Chest X-ray images taken prior to the surgery
Anesthesia was induced with inhalation of 67% nitrous oxide, 33% oxygen, and sevoflurane. Muscle paralysis was achieved by administration of 20 mg rocuronium after obtaining intravenous access. The glottic view on direct laryngoscopy using a Robertshaw blade was Cormack-Lehane Grade I. Tracheal intubation was attempted with a size 4.0 cuffed spiral tube; the size of the tube selected was based on her age. This was unable to be advanced into the subglottic region. Bag-mask ventilation was maintained during the procedure. Attempts to intubate with smaller sized tubes, up to size 3.0 cuffed, were unsuccessful. Intubation was subsequently successful using a size 3.0 uncuffed tube. No air leak around the tube was detected when airway pressures were below 30 cm H2O. In total, tracheal intubation was attempted four times. The first attempt was by an anesthesia resident and following attempts were by a JSA board certified anesthesiologist. The duration from induction to intubation was 28 min.

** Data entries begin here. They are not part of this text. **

PR #7105, opened 2024-07-15
Log debug when using generic message types

PhilBastian:
as per [the documentation](https://docs.particular.net/nservicebus/messaging/messages-events-commands#designing-messages), generic message types are not supported. This change adds a debug log to that effect

### DIFF
--- a/src/NServiceBus.Core/Unicast/Messages/MessageMetadataRegistry.cs
+++ b/src/NServiceBus.Core/Unicast/Messages/MessageMetadataRegistry.cs
@@ -175,10 +175,7 @@ public class MessageMetadataRegistry
             .Where(t => isMessageType(t))
             .OrderByDescending(PlaceInMessageHierarchy);
 
-        var metadata = new MessageMetadata(messageType, new[]
-        {
-                messageType
-            }.Concat(parentMessages).ToArray());
+        var metadata = new MessageMetadata(messageType, [messageType, .. parentMessages]);
 
         messages[messageType.TypeHandle] = metadata;
         cachedTypes.TryAdd(messageType.AssemblyQualifiedName, messageType);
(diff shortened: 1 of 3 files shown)


PhilBastian:
I have raised as a draft PR so that it isn't merged while the historical question is considered internally

src/NServiceBus.Core/Unicast/Messages/MessageMetadataRegistry.cs
```diff
@@ -165,15 +164,18 @@ static IEnumerable<Type> GetHandledMessageTypes(Type messageHandlerType)
 
     MessageMetadata RegisterMessageType(Type messageType)
     {
+        if (messageType.IsGenericType)
+        {
+            // This is not an error because in most cases it will work, but it's still not supported should issues arise
+            Logger.Warn($"Generic messages types are not supported. Consider converting {messageType.AssemblyQualifiedName} to a dedicated, simple type");
```
danielmarbach, line 170: How about we do log debug only?

danielmarbach, line 170:
```suggestion
            Logger.Warn($"Generic messages types are not supported. Consider converting '{messageType.AssemblyQualifiedName}' to a dedicated, simple type");
```

danielmarbach: Not super necessary but would it be possible with little effort to write a unit test?

danielmarbach: We have decided not to write a test but switch the level to debug only to hint to developers that there are better ways to design their messages.

danielmarbach (approved):

WilliamBZA:
Are you  happy with the new name for the PR? `Add a debug Log entry when using generic message types`?

Does this need to be back-ported?

PhilBastian:
> Are you happy with the new name for the PR? `Add a debug Log entry when using generic message types`?
> 
> Does this need to be back-ported?

I wouldn't think it needs to be backported, since it's just a hint to a developer that they are not designing the messaging model 'correctly' and no functionality is affected.

The title says what it does...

Anesthesia was maintained with inhalation of air, oxygen, and sevoflurane. The surgery proceeded uneventfully. The duration of surgery was 19 min. Residual neuromuscular blockade was reversed with 50 mg of sugammadex. The patient was extubated awake. After extubation, pulse oximetry revealed an oxygen saturation of 97–98% on room air, and stridor was not audible when she was not agitated. Fiberoptic laryngoscopic examination was performed by the otorhinolaryngologist 4 h after the extubation. Swelling or redness of the vocal cords and arytenoids could not be detected. Dexamethasone (3.3 mg) was administered intravenously.
On postoperative day (POD) 2, stridor was audible at rest, and the patient appeared fatigued. Her SpO2decreased from 93–95% on room air. Oxygen was commenced at 1 L/min via nasal cannula. Fiberoptic laryngoscopic examination by the same otorhinolaryngologist revealed swelling and redness of the subglottic region of the trachea. Her respiratory condition improved after treatment with 3.3 mg of intravenous dexamethasone and nebulized epinephrine.
Computed tomography (CT) images of the neck showed narrowing of the subglottic portion of the trachea (Fig. 2). The diameter at the narrowest level was calculated as 2.8 mm. Daily treatment with 3.3 mg of dexamethasone was continued up to POD 4. Her respiratory condition continued to improve, and oxygen treatment was discontinued on POD 5. A CT scan of the neck done on POD 7 demonstrated that subglottic stenosis at the level of the cricoid cartilage was still present (Fig. 3), with the diameter at the narrowest level being 3.6 mm. After confirming that the patient’s respiratory condition had not worsened after discontinuing dexamethasone, the patient was discharged from the hospital on POD 7.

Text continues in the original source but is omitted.